TEPCO has discovered that areas of the damaged Fukushima Daiichi Nuclear Power Plant are emitting radiation at levels beyond the measurement capability of handheld Geiger counters. In excess of 10 sieverts, these ultra-high levels of radiation were measured Monday between reactors No. 1 and 2. Even short exposure to this level is fatal. Al Jazeera has the story.
Record levels of radiation have been recorded at the damaged Fukushima Daiichi plant reactor, just months after the nuclear accident resulting from the earthquake and tsunami in March.
The Tokyo Electric Power Company (TEPCO) reported that Geiger counters – a hand-held device used to measure radiation – registered their highest possible reading at the site on Monday.
TEPCO said that radiation exceeding 10 sieverts [10,000 millisieverts] per hour was found at the bottom of a ventilation stack standing between two reactors.
Al Jazeera’s Aela Callan, reporting from Japan’s Ibaraki prefecture, said the level recorded was “fatal to humans” but that it was contained just to the plant’s site. However, scientists are planning to carry out more tests on Tuesday.
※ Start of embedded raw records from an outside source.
PR #268, opened 2020-04-09
extract an abstract json processing servlet for POST and PUT operations

carlosmunoz:
Extract a servlet capable of parsing the request's body as a Json object. This should encapsulate the json parsing logic in a single place, allowing extending classes to focus (a bit more) on business logic.

### DIFF
--- a/pantheon-bundle/src/main/java/com/redhat/pantheon/servlet/AbstractJsonPostOrPutServlet.java
+++ b/pantheon-bundle/src/main/java/com/redhat/pantheon/servlet/AbstractJsonPostOrPutServlet.java
@@ -1,0 +1,85 @@
+package com.redhat.pantheon.servlet;
+
+import com.redhat.pantheon.helper.TransformToPojo;
+import org.apache.sling.api.SlingHttpServletRequest;
+import org.apache.sling.api.SlingHttpServletResponse;
+import org.apache.sling.api.servlets.SlingAllMethodsServlet;
+
+import javax.servlet.ServletException;
+import javax.servlet.http.HttpServletResponse;
+import java.io.IOException;
+
+/**
+ * Abstract servlet class to provide common behaviour that accepts a json payload in the body of a POST or PUT
+ * web request, parses said payload into a java class, and then operates on the object. All the json
+ * deserialization logic is encapsulated in this class.
+ *
+ * Implementations should override the processPost of processPut methods (both are allowed) to implement
+ * specific logic for either case.
+ *
+ * @author Carlos Munoz
+ */
+public class AbstractJsonPostOrPutServlet<T> extends SlingAllMethodsServlet {
+
+    private final Class<T> jsonType;
+
+    public AbstractJsonPostOrPutServlet(Class<T> jsonType) {
+        this.jsonType = jsonType;
+    }
+
+    @Override
+    protected final void doPost(SlingHttpServletRequest request, SlingHttpServletResponse response)
+            throws ServletException, IOException {
+        TransformToPojo transformToPojo = new TransformToPojo();
+        T jsonPayload = transformToPojo.fromJson(jsonType, request.getReader());
+
+        try {
+            processPost(request, response, jsonPayload);
+        } catch (Exception e) {
+            throw new ServletException(e);
+        }
+    }
+
+    @Override
+    protected final void doPut(SlingHttpServletRequest request, SlingHttpServletResponse response)
+            throws ServletException, IOException {
+        TransformToPojo transformToPojo = new TransformToPojo();
+        T jsonPayload = transformToPojo.fromJson(jsonType, request.getReader());
+
+        try {
+            processPut(request, response, jsonPayload);
+        } catch (Exception e) {
+            throw new ServletException(e);
+        }
+    }
+
+    /**
+     * Implements the logic in the event of a POST invocation. By default it simply sends a 405 response.
+     * @param request The servlet request. For parameter and path parameter extractions.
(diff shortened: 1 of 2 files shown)


pantheon-bundle/src/main/java/com/redhat/pantheon/servlet/AbstractJsonPostOrPutServlet.java
```diff
@@ -0,0 +1,85 @@
...
+ * Abstract servlet class to provide common behaviour that accepts a json payload in the body of a POST or PUT
+ * web request, parses said payload into a java class, and then operates on the object. All the json
+ * deserialization logic is encapsulated in this class.
+ *
+ * Implementations should override the processPost of processPut methods (both are allowed) to implement
+ * specific logic for either case.
+ *
+ * @author Carlos Munoz
+ */
+public class AbstractJsonPostOrPutServlet<T> extends SlingAllMethodsServlet {
```
aprajshekhar, line 22: I like this idea. However, I have a query - do you see any more servlets in the near term (1-2 sprints) where JSON payload would be expected? If no, my suggestion would be to table this until such a use case comes. Having an extra hierarchy for just one servlet seems non-optimal at the moment. What do you think?

pantheon-bundle/src/main/java/com/redhat/pantheon/servlet/AbstractJsonPostOrPutServlet.java
```diff
@@ -0,0 +1,85 @@
...
+    @Override
+    protected final void doPost(SlingHttpServletRequest request, SlingHttpServletResponse response)
+            throws ServletException, IOException {
+        TransformToPojo transformToPojo = new TransformToPojo();
+        T jsonPayload = transformToPojo.fromJson(jsonType, request.getReader());
+
+        try {
+            processPost(request, response, jsonPayload);
+        } catch (Exception e) {
+            throw new ServletException(e);
```
aprajshekhar, line 39: Logging the exception here would help in tracing any exception in splunk.

pantheon-bundle/src/main/java/com/redhat/pantheon/servlet/AbstractJsonPostOrPutServlet.java
```diff
@@ -0,0 +1,85 @@
...
+    @Override
+    protected final void doPut(SlingHttpServletRequest request, SlingHttpServletResponse response)
+            throws ServletException, IOException {
+        TransformToPojo transformToPojo = new TransformToPojo();
+        T jsonPayload = transformToPojo.fromJson(jsonType, request.getReader());
+
+        try {
+            processPut(request, response, jsonPayload);
+        } catch (Exception e) {
+            throw new ServletException(e);
```
aprajshekhar, line 52: Logging the exception here would help in tracing any exception in splunk.

pantheon-bundle/src/main/java/com/redhat/pantheon/servlet/AbstractJsonPostOrPutServlet.java
carlosmunoz: Do you mean logging the exception instead of throwing it? or doing both?

pantheon-bundle/src/main/java/com/redhat/pantheon/servlet/AbstractJsonPostOrPutServlet.java
carlosmunoz: That's more a question for @benradey, @xdavidson and you really.
I'm happy to keep the PR on hold (somehow?) or close it if you feel we shouldn't add it... just scratching my coding itch :smile:

pantheon-bundle/src/main/java/com/redhat/pantheon/servlet/AbstractJsonPostOrPutServlet.java
aprajshekhar: Doing both. When client recieves the exception, having a log of the same on server side helps a lot in case debugging is required  :)

pantheon-bundle/src/main/java/com/redhat/pantheon/servlet/AbstractJsonPostOrPutServlet.java
aprajshekhar: Thanks :). I vote for holding it for now. @benradey, @xdavidson what do you think?

benradey: I would vote to bring it in. We already have `AbstractJsonSingleQueryServlet` in the project which only has 1 child based on it currently, so there is some precedent for abstracting things away immediately. Also, if we sit on this PR, we might accidentally forget that it exists when we go to create our 2nd post api (whenever that may be).

aprajshekhar:
@benradey I still think hierarchy with just one child is not an optimal route to go. Since this based on my experience and not statistics, I am fine with merging this :). However, this is the main reason we should start using SonarQube for code and security analysis so that we have analysis reports to make our code  better.

carlosmunoz:
@benradey @aprajshekhar Ok, I had to rebase due to some conflicting changes so please give it another go. I'll go ahead and merge since AP's concerns are non-binding. Lets keep an eye out and if we never need this we can consider removing the extra layer.

carlosmunoz:
@benradey sorry, had to rebase again as more changes conflicted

“Authorities are working on the theory though that it has come from those initial hydrogen explosions that we’ve seen at the plant in the days after the earthquake and tsunami,” she said.
“It is now looking more likely that this area has been this radioactive since the earthquake and tsunami but no one realised until now.”
On Tuesday, TEPCO said it found another spot on the ventilation stack itself where radiation exceeded 10 sieverts per hour, a level that could lead to incapacitation or death after just several seconds of exposure.